(600bi) Surface Barriers: Understanding Diffusion Limitations in MFI Structured Zeolites

Diffusion of molecules in both microporous and mesoporous materials is a critical process needed to develop the next generation of catalysts for traditional hydrocarbon processing as well as biomass pyrolysis and upgrading. Despite decades of research in zeolite diffusion, there exists considerable disagreement between publications for diffusion of single components within zeolite crystals [1, 2]. Diffusion through one and three dimensional pore networks has historically been assumed to be independent of particle size, despite the crystals having inherent structural differences at the surface.
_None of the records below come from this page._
PR #16092, opened 2023-03-03
[PT FE]: add translation for aten::cumsum

eaidova:
### Details:
 - *support operator aten::cumsum*

### DIFF
--- a/src/frontends/pytorch/src/op/cumsum.cpp
+++ b/src/frontends/pytorch/src/op/cumsum.cpp
@@ -1,0 +1,30 @@
+// Copyright (C) 2018-2023 Intel Corporation
+// SPDX-License-Identifier: Apache-2.0
+//
+
+#include "openvino/frontend/pytorch/node_context.hpp"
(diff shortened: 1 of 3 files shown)


src/frontends/pytorch/src/op/cumsum.cpp
```diff
@@ -0,0 +1,30 @@
...
+#include "openvino/op/cum_sum.hpp"
+#include "utils.hpp"
+
+namespace ov {
+namespace frontend {
+namespace pytorch {
+namespace op {
+
+OutputVector translate_cumsum(NodeContext& context) {
+    // aten::cumsum(Tensor self, int dim, *, ScalarType? dtype=None, Tensor out=None)
```
mvafin, line 16: Please also add check that `out` input is None, or try to support the case when `out` is not None.

eaidova: added

mvafin (approved):

PR #16116, opened 2023-03-06
[GPU] Change lws to avoid synchronization issue in nonzero_count

ahnyoung-paul:
### Details:
 - *Set 1 work group to avoid synchronization issue for summation of nonzero count*
 - *...*

### Tickets:
 - *102467*

### DIFF
--- a/src/plugins/intel_gpu/src/kernel_selector/cl_kernels/count_nonzero_ref.cl
+++ b/src/plugins/intel_gpu/src/kernel_selector/cl_kernels/count_nonzero_ref.cl
@@ -4,47 +4,37 @@
 
 #include "include/batch_headers/common.cl"
 
-#define INPUT0_GET_INDEX1(idx_order) INPUT0_GET_INDEX(idx_order)
-
 KERNEL (count_nonzero_ref)(
     OPTIONAL_SHAPE_INFO_ARG
     const __global INPUT0_TYPE* input,
     volatile __global OUTPUT_TYPE* output)
 {
-    const uint gdim0 = (uint)get_global_id(0);
-    const uint gdim1 = (uint)get_global_id(1);
-    const uint gdim2 = (uint)get_global_id(2);
+    const uint local_idx = get_local_id(0);
+    const uint num_work_items = get_global_size(0);
+    const uint data_size = DATA_SIZE;
+    const uint items_num = data_size / num_work_items;
+    const uint leftovers = data_size - (items_num * num_work_items);
 
-    if (gdim0 == 0 && gdim1 == 0 && gdim2 == 0) {
+    if (local_idx == 0)
         output[0] = 0;
-    }
     barrier(CLK_GLOBAL_MEM_FENCE);
 
-    #if INPUT0_DIMS == 6
-        #define INPUT_ORDER b,f,w,z,y,x
-        const uint x = gdim0 % INPUT0_SIZE_X;
-        const uint y = gdim0 / INPUT0_SIZE_X;
-        const uint z = gdim1 % INPUT0_SIZE_Z;
-        const uint w = gdim1 / INPUT0_SIZE_Z;
-    #elif INPUT0_DIMS == 5
-        #define INPUT_ORDER b,f,z,y,x
-        const uint x = gdim0;
-        const uint y = gdim1 % INPUT0_SIZE_Y;
-        const uint z = gdim1 / INPUT0_SIZE_Y;
-    #elif INPUT0_DIMS == 4
-        #define INPUT_ORDER b,f,y,x
-        const uint x = gdim0;
-        const uint y = gdim1;
-    #endif
-    const uint f = gdim2 % INPUT0_FEATURE_NUM;
-    const uint b = gdim2 / INPUT0_FEATURE_NUM;
+    uint workitem_nonzero_count = 0;
+    uint iter = 0;
+    for (; iter < items_num; iter++) {
+        uint count = (input[num_work_items * iter + local_idx] == INPUT0_VAL_ZERO) ? 0 : 1;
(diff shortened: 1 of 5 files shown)


src/plugins/intel_gpu/src/kernel_selector/kernels/non_zero/count_nonzero_kernel_ref.cpp
```diff
@@ -58,8 +56,8 @@ CommonDispatchData CountNonzeroKernelRef::SetDefault(const count_nonzero_params&
                        {Tensor::DataChannelName::FEATURE, Tensor::DataChannelName::BATCH}};
     }
 
-    dispatchData.lws =
-        GetOptimalLocalWorkGroupSizes(dispatchData.gws, params.engineInfo, in_layout, out_layout, dims_by_gws);
+    // Set 1 work group to avoid synchornization issue for summation of nonzero counting.
+    dispatchData.lws = dispatchData.gws;
```
yeonbok, line 60: What if we exceed # available work group size? 
Should be changed in a way like : 
- Divide data by params.engineInfo.maxWorkGroupSize
- e.g., if max # of wgs is 512 and the total # of data is 1024, each work item should handle 2 data. 
-

ahnyoung-paul: Thank you for your comments. I will update it.

ahnyoung-paul: Update unit tests

ahnyoung-paul: Update kernel. please review it again

src/plugins/intel_gpu/tests/test_cases/non_zero_gpu_test.cpp
```diff
@@ -53,6 +53,82 @@ TEST(test_count_non_zero, 5d_fp16_1_3_2_1_2) {
...
+
+    for (size_t idx = 0; idx < input_shapes.size(); idx++) {
+        const size_t input_length = input_shapes[idx];
+
+        ov::PartialShape p_shape  = { 1, static_cast<long int>(input_length) };
+        auto in_layout = layout(p_shape, data_types::i32, format::bfyx);
+        auto input_mem = engine.allocate_memory(in_layout);
+
+        std::vector<int32_t> in_data(input_length);
+        std::fill(in_data.begin(), in_data.end(), 1);
```
yeonbok, line 118: This data is too simple to verify nonzero. 
* Could you fix this test to test more random data? 
e.g., 
1) fill random number (including floating point test) to the inputs 
2) add 0s to random positions 

* Also could you add test for blocked format too? 

*We dont need to validate such a many shapes. I think, some 2~3 shapes which are small than 256, larger than 1024, and nod divisable to power of two. We'll need to test 
1) more random numbers distributions (which contains definitly zeros) 
2) at least one float test and one integer test 
3) bfyx, bfzyx, bs_yx_fsv16  (here the feature shape should be > 16)

src/plugins/intel_gpu/src/kernel_selector/cl_kernels/count_nonzero_ref.cl
```diff
@@ -4,47 +4,37 @@
...
-        const uint y = gdim1;
-    #endif
-    const uint f = gdim2 % INPUT0_FEATURE_NUM;
-    const uint b = gdim2 / INPUT0_FEATURE_NUM;
+    uint workitem_nonzero_count = 0;
+    uint iter = 0;
+    for (; iter < items_num; iter++) {
+        uint count = (input[num_work_items * iter + local_idx] == INPUT0_VAL_ZERO) ? 0 : 1;
+        workitem_nonzero_count += count;
+    }
```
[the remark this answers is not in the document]
ahnyoung-paul: I checked there is no performance drop but I changed the local indexing as your comments.
Please review it again. thanks

src/plugins/intel_gpu/tests/test_cases/non_zero_gpu_test.cpp
ahnyoung-paul: I added bfyx, bfzyx, and bfzwyx format test but does not include bs_yx_fsv16 format because current nonzero_count does not support fsv16 format.

src/plugins/intel_gpu/tests/test_cases/non_zero_gpu_test.cpp
```diff
@@ -15,6 +15,19 @@
...
+    static std::default_random_engine generator(random_seed);
+    int k = 8; // 1/k is the resolution of the floating point numbers
+    std::uniform_int_distribution<int> distribution(k * min, k * max);
+    std::vector<T> v(input_size);
+    for (size_t i = 0; i < input_size; ++i) {
+        v[i] = (T)distribution(generator);
+        v[i] /= k;
+    }
+    return v;
+}
```
yeonbok, line 29: Can we ensure that the generated values have "0"s definitely? 
How about 
1) generate with original utility generate_random
2) select random number of "# of zeros" // count_zero (e.g., 10~100 zeros)
3) generate random "indices"  to set input mem to be zero
4) set the value of those indices to zero

ahnyoung-paul: Update random generation input function
- Use original random generation util function
- Set minimum number of zero inputs
- Generate random indices to set zero in input buffer

yeonbok (approved):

We have used zero length chromatography (ZLC) to characterize the diffusivity of cyclohexane through various sizes of silicalite-1, examining the role of particle size on intraparticle diffusion. Specifically, we have shown that diffusivity (D) can vary by as many as three orders of magnitude depending primarily on crystal size. Moreover, this work offers insight into the mechanistic transport by exploring the intracrystalline diffusional pathways and the effect of surface barriers. For all crystals, activation energy is observed to remain constant, independent of particle size. Variations in diffusivity are examined by modeling residence time as an additive timescale comprised of both bulk diffusion and diffusion across a surface barrier. These experiments provide evidence suggesting a surface barrier effect which hinders overall intrapatricle diffusion in crystals up to one micron in diameter.

1.  Ruthven, D., Diffusion in zeolites—a continuing saga. Adsorption, 2010. 16(6): p. 511-514.

2.  Kärger, J., Measurement of Diffusion in Zeolites—A Never Ending Challenge? Adsorption, 2003. 9(1): p. 29-35.